Le SMPR de Lille devait justement obtenir des locaux pour des ateliers thérapeutiques : « finalement l’administration pénitentiaire a préféré utiliser les locaux pour installer un centre national d’évaluation ». Alors même que Sequedin s’est « tristement illustrée par le nombre de suicides de détenus, parmi les plus élevé de France. » [3]
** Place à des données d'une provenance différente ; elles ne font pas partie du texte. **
PR #1259, opened 2021-01-13
documentation updates

### LINKED ISSUE #1258: better document program change messages (as indexed from 1)
For reference, [this](http://midi.teragonaudio.com/tech/midispec/pgm.htm) says that although program change numbers are from 0-127, there's no standard and some devices can index from 1, and I see Pd does index from 1, see:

« L’administration témoigne souvent d’une méconnaissance totale des problèmes psychiatriques et certains surveillants ne sont pas vraiment connus pour leur psychologie », nous dit Anne Chereul. Hector se replonge brièvement dans cet univers où la mort plane constamment : « Les suicides ou tentatives, tu peux les apprendre avec quelques jours de retard mais aussi par les médias. Et encore, après faut encore savoir qui. Cette gestion opaque génère des situations critiques mais aussi de l’angoisse pour les salariés et pour les détenu-es. Et jamais l’administration ne prononce un mot en cas de décès. »
Monnaie courante
Hector explique également : « J’ai vu des personnes atteintes de cancer ou de maladie grave, de problèmes d’addiction... Avec les problèmes d’accès aux soins ou à l’information, ou bien des problèmes de comportement ou d’hygiène qui peuvent être importants. Quand t’es en cellule avec quelqu’un qui se chie dessus, par exemple... » Ce qui l’a marqué aussi, c’est la banalisation de certains actes : « Les auto-mutilations sont des choses assez courantes quand tu travailles en prison, avec notamment des lacérations sur les bras ; des gens qui ne sont pas forcément fous mais qui sont dans une souffrance telle par rapport à leur arrestation ou leur enfermement : jusqu’à tenter de se couper au niveaux des parties génitales. » Et les détenu-es vont devoir continuer de se taper la tête contre les murs en béton, en attendant le capitonné... Le premier hôpital-prison de la région ouvrira ses portes en 2013, à Seclin [4]. Anne Chereul y voit « une réponse en aval plutôt qu’en amont, ce qui ne peut avoir comme effet que de multiplier le nombre de personnes souffrant de troubles psychiatriques en prison. »
[1] Rue89.com, « Un quart des détenus souffrent de maladies psychiatriques », 21/05/10.
[2] Voir le lexique.
[3] Senat.fr, question de Marie-Christine Blandin.
[4] Nord Éclair, « Un hôpital pour détenus en mai 2013 », 28/02/12.